Brief: Could you restate every record below word for word?

━━━━━━

PR #1504, opened 2017-07-20
Add transaction number to 2PC identifiers

marcocitus:
As more operations are starting to use 2PC, we've been getting reports of `pg_dist_transaction` records overflowing, since the name currently consist only of process ID and a process-local counter, and the process ID can get reused rather quickly.
https://github.com/citusdata/citus_docs/issues/417

The proper fix is to periodically call `recover_prepared_transactions` from the maintenance daemon, but even then we still want to guarantee that records don't overflow between `recover_prepared_transactions` calls.

This change ensures that `pg_dist_transaction` records cannot overlap in between restarts by including the distributed transaction number in the name.

### DIFF
--- a/src/backend/distributed/transaction/remote_transaction.c
+++ b/src/backend/distributed/transaction/remote_transaction.c
@@ -64,7 +64,7 @@ StartRemoteTransactionBegin(struct MultiConnection *connection)
 	 * and send both in one step. The reason is purely performance, we don't want
 	 * seperate roundtrips for these two statements.
 	 */
-	distributedTransactionId = GetCurrentDistributedTransctionId();
+	distributedTransactionId = GetCurrentDistributedTransactionId();
 	appendStringInfo(beginAndSetDistributedTransactionId,
 					 "SELECT assign_distributed_transaction_id(%d, %ld, '%s')",
 					 distributedTransactionId->initiatorNodeIdentifier,
--- a/src/backend/distributed/transaction/remote_transaction.c
+++ b/src/backend/distributed/transaction/remote_transaction.c
@@ -20,6 +20,7 @@
 #include "distributed/metadata_cache.h"
 #include "distributed/remote_commands.h"
 #include "distributed/remote_transaction.h"
+#include "distributed/transaction_identifier.h"
 #include "distributed/transaction_management.h"
 #include "distributed/transaction_recovery.h"
 #include "distributed/worker_manager.h"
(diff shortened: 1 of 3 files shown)


src/backend/distributed/transaction/remote_transaction.c
```diff
@@ -856,22 +857,44 @@ CheckTransactionHealth(void)
...
  */
 static void
 Assign2PCIdentifier(MultiConnection *connection)
 {
-	static uint64 sequence = 0;
+	/* local sequence number used to distinguish different connections */
+	static uint32 connectionNumber = 0;
+
+	/* transaction identifier that is unique across processes */
+	DistributedTransactionId *distributedTransactionId =
```
onderkalaci: Hmm, `GetCurrentDistributedTransactionId()` is not a very cheap function to call (it does malloc, acquires the backend spinlock).

Although we can optimize reading the `transactionNumber` (skipping palloc) , I'm OK with the current approach given that this function is not supposed to be called too often.

(Or even we could add another `pg_atomic_uint64` to the shared memory and use it only for this purpose, which breaks the semantics you've mentioned on the function comment and complicates things a lot.)

What do you think?

src/backend/distributed/transaction/remote_transaction.c
```diff
@@ -856,22 +857,44 @@ CheckTransactionHealth(void)
...
+		GetCurrentDistributedTransactionId();
+
 	snprintf(connection->remoteTransaction.preparedName, NAMEDATALEN,
-			 "citus_%d_%d_"UINT64_FORMAT, GetLocalGroupId(),
-			 MyProcPid, sequence++);
+			 "citus_%u_%u_"UINT64_FORMAT "_%u", GetLocalGroupId(), MyProcPid,
```
onderkalaci: Pretty minor: `GetLocalGroupId ()` returns `int` but we use `%u`. Might be worth adding the reason on the function comment while explaining on the `source group` section?

src/backend/distributed/transaction/remote_transaction.c
marcocitus: I did that out of laziness / simplicity, but I think we don't really need the lock, since the value is only going to be changed by the current process. I could add a function to read the transactionNumber directly, adding a comment that it should only be used from the same session.

onderkalaci: Yes, that makes sense.

anarazel: OTOH, in comparison to actually doing a transaction prepare, a uncontended spinlock acquisition  - and that's what we're going to nearly always get here - is like 50 cycles, and a palloc in an already used memory context is like 120. In comparison to the locks and fsync triggered by actually preparing the transaction it shouldn't be noticeable.

lfittl:
@marcocitus If we end up making another 6.2 we should also backport this, we've had one customer report thusfar of this, as well as I've been running into this with the test suite in activerecord-multi-tenant.

marcocitus:
@lfittl That's going to be a bit tricky given that we don't have transaction numbers yet in 6.2.

Issue #1030, opened 2016-12-09
Transaction recovery must not run during prepare phase of other transactions


marcocitus:
We currently don't prevent `SELECT recover_prepared_transactions()` from running while other backends might be sending `PREPARE TRANSACTION..` commands. This means that `recover_prepared_transactions` might see prepared transactions on a worker without (visible) records in `pg_dist_transaction`. In that case, the transaction recovery logic will conclude that the transactions in question must have been aborted and try to roll them back, even though they might have to be committed. 

In MX this was addressed by taking a lock at the start of a distributed transaction, but we missed this change during MX integration:
https://github.com/citusdata/citus-mx/blob/masterless/main/src/backend/distributed/transaction/commit_protocol.c#L53

It may also be better to take the lock just before the first `PREPARE TRANSACTION..` command is sent.

The impact of this is currently low as transaction recovery is only enabled for metadata syncing, but will be high once we implement #1023 as it could cause data loss.

marcocitus:
This doesn't seem to be an issue anymore since `RecoverPreparedTransactions` blocks `LogTransactionRecord` and `LogTransactionRecord` is called prior to sending `PREPARE TRANSACTION ...`.

ChenHuajun:
when `SELECT recover_prepared_transactions()` was called before some workers had execute "PREPARE TRANSACTON ..." and others are not in a concurrent transaction, data loss would occurs.

I have reproduced this scene with gdb.

1. set breakpoint in StartRemoteTransactionPrepare()
2. update a reference table
3. continue when enter StartRemoteTransactionPrepare() for worker1
4. execute `SELECT recover_prepared_transactions()`

        [postgres@sndsdevsdd03 ~]$ psql testdb -p9700 -c "select recover_prepared_transactions()"
        NOTICE:  recovered a prepared transaction on localhost:9701
         recover_prepared_transactions 
        -------------------------------
                                     1
        (1 row)
5. continue when enter StartRemoteTransactionPrepare() for worker2

        testdb=# insert into ref_tb values(1,'c');
        WARNING:  prepared transaction with identifier "citus_0_8250_8" does not exist
        WARNING:  failed to commit transaction on localhost:9701
        WARNING:  failed to roll back prepared transaction 'citus_0_8250_8'
        HINT:  Run "COMMIT PREPARED 'citus_0_8250_8'" on localhost:9701
        INSERT 0 1

insert successed in worker2

[...]

PR #1505, opened 2017-07-21
Lock transaction metadata before issue PREPARE TRANSACTION

ChenHuajun:
Lock transaction metadata before issue `PREPARE TRANSACTION` to all relevant remote nodes to prevent transaction recovery(`SELECT recover_prepared_transactions()`) from getting inconsistent pending transactions list, and could cause data loss.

━━━━━━

Solution:
PR #1504, opened 2017-07-20
Add transaction number to 2PC identifiers

marcocitus:
As more operations are starting to use 2PC, we've been getting reports of `pg_dist_transaction` records overflowing, since the name currently consist only of process ID and a process-local counter, and the process ID can get reused rather quickly.
https://github.com/citusdata/citus_docs/issues/417

The proper fix is to periodically call `recover_prepared_transactions` from the maintenance daemon, but even then we still want to guarantee that records don't overflow between `recover_prepared_transactions` calls.

This change ensures that `pg_dist_transaction` records cannot overlap in between restarts by including the distributed transaction number in the name.

### DIFF
--- a/src/backend/distributed/transaction/remote_transaction.c
+++ b/src/backend/distributed/transaction/remote_transaction.c
@@ -64,7 +64,7 @@ StartRemoteTransactionBegin(struct MultiConnection *connection)
 	 * and send both in one step. The reason is purely performance, we don't want
 	 * seperate roundtrips for these two statements.
 	 */
-	distributedTransactionId = GetCurrentDistributedTransctionId();
+	distributedTransactionId = GetCurrentDistributedTransactionId();
 	appendStringInfo(beginAndSetDistributedTransactionId,
 					 "SELECT assign_distributed_transaction_id(%d, %ld, '%s')",
 					 distributedTransactionId->initiatorNodeIdentifier,
--- a/src/backend/distributed/transaction/remote_transaction.c
+++ b/src/backend/distributed/transaction/remote_transaction.c
@@ -20,6 +20,7 @@
 #include "distributed/metadata_cache.h"
 #include "distributed/remote_commands.h"
 #include "distributed/remote_transaction.h"
+#include "distributed/transaction_identifier.h"
 #include "distributed/transaction_management.h"
 #include "distributed/transaction_recovery.h"
 #include "distributed/worker_manager.h"
(diff shortened: 1 of 3 files shown)


src/backend/distributed/transaction/remote_transaction.c
```diff
@@ -856,22 +857,44 @@ CheckTransactionHealth(void)
...
  */
 static void
 Assign2PCIdentifier(MultiConnection *connection)
 {
-	static uint64 sequence = 0;
+	/* local sequence number used to distinguish different connections */
+	static uint32 connectionNumber = 0;
+
+	/* transaction identifier that is unique across processes */
+	DistributedTransactionId *distributedTransactionId =
```
onderkalaci: Hmm, `GetCurrentDistributedTransactionId()` is not a very cheap function to call (it does malloc, acquires the backend spinlock).

Although we can optimize reading the `transactionNumber` (skipping palloc) , I'm OK with the current approach given that this function is not supposed to be called too often.

(Or even we could add another `pg_atomic_uint64` to the shared memory and use it only for this purpose, which breaks the semantics you've mentioned on the function comment and complicates things a lot.)

What do you think?

src/backend/distributed/transaction/remote_transaction.c
```diff
@@ -856,22 +857,44 @@ CheckTransactionHealth(void)
...
+		GetCurrentDistributedTransactionId();
+
 	snprintf(connection->remoteTransaction.preparedName, NAMEDATALEN,
-			 "citus_%d_%d_"UINT64_FORMAT, GetLocalGroupId(),
-			 MyProcPid, sequence++);
+			 "citus_%u_%u_"UINT64_FORMAT "_%u", GetLocalGroupId(), MyProcPid,
```
onderkalaci: Pretty minor: `GetLocalGroupId ()` returns `int` but we use `%u`. Might be worth adding the reason on the function comment while explaining on the `source group` section?

src/backend/distributed/transaction/remote_transaction.c
marcocitus: I did that out of laziness / simplicity, but I think we don't really need the lock, since the value is only going to be changed by the current process. I could add a function to read the transactionNumber directly, adding a comment that it should only be used from the same session.

onderkalaci: Yes, that makes sense.

anarazel: OTOH, in comparison to actually doing a transaction prepare, a uncontended spinlock acquisition  - and that's what we're going to nearly always get here - is like 50 cycles, and a palloc in an already used memory context is like 120. In comparison to the locks and fsync triggered by actually preparing the transaction it shouldn't be noticeable.

lfittl:
@marcocitus If we end up making another 6.2 we should also backport this, we've had one customer report thusfar of this, as well as I've been running into this with the test suite in activerecord-multi-tenant.

marcocitus:
@lfittl That's going to be a bit tricky given that we don't have transaction numbers yet in 6.2.

Issue #1030, opened 2016-12-09
Transaction recovery must not run during prepare phase of other transactions


marcocitus:
We currently don't prevent `SELECT recover_prepared_transactions()` from running while other backends might be sending `PREPARE TRANSACTION..` commands. This means that `recover_prepared_transactions` might see prepared transactions on a worker without (visible) records in `pg_dist_transaction`. In that case, the transaction recovery logic will conclude that the transactions in question must have been aborted and try to roll them back, even though they might have to be committed. 

In MX this was addressed by taking a lock at the start of a distributed transaction, but we missed this change during MX integration:
https://github.com/citusdata/citus-mx/blob/masterless/main/src/backend/distributed/transaction/commit_protocol.c#L53

It may also be better to take the lock just before the first `PREPARE TRANSACTION..` command is sent.

The impact of this is currently low as transaction recovery is only enabled for metadata syncing, but will be high once we implement #1023 as it could cause data loss.

marcocitus:
This doesn't seem to be an issue anymore since `RecoverPreparedTransactions` blocks `LogTransactionRecord` and `LogTransactionRecord` is called prior to sending `PREPARE TRANSACTION ...`.

ChenHuajun:
when `SELECT recover_prepared_transactions()` was called before some workers had execute "PREPARE TRANSACTON ..." and others are not in a concurrent transaction, data loss would occurs.

I have reproduced this scene with gdb.

1. set breakpoint in StartRemoteTransactionPrepare()
2. update a reference table
3. continue when enter StartRemoteTransactionPrepare() for worker1
4. execute `SELECT recover_prepared_transactions()`

        [postgres@sndsdevsdd03 ~]$ psql testdb -p9700 -c "select recover_prepared_transactions()"
        NOTICE:  recovered a prepared transaction on localhost:9701
         recover_prepared_transactions 
        -------------------------------
                                     1
        (1 row)
5. continue when enter StartRemoteTransactionPrepare() for worker2

        testdb=# insert into ref_tb values(1,'c');
        WARNING:  prepared transaction with identifier "citus_0_8250_8" does not exist
        WARNING:  failed to commit transaction on localhost:9701
        WARNING:  failed to roll back prepared transaction 'citus_0_8250_8'
        HINT:  Run "COMMIT PREPARED 'citus_0_8250_8'" on localhost:9701
        INSERT 0 1

insert successed in worker2

[...]

PR #1505, opened 2017-07-21
Lock transaction metadata before issue PREPARE TRANSACTION

ChenHuajun:
Lock transaction metadata before issue `PREPARE TRANSACTION` to all relevant remote nodes to prevent transaction recovery(`SELECT recover_prepared_transactions()`) from getting inconsistent pending transactions list, and could cause data loss.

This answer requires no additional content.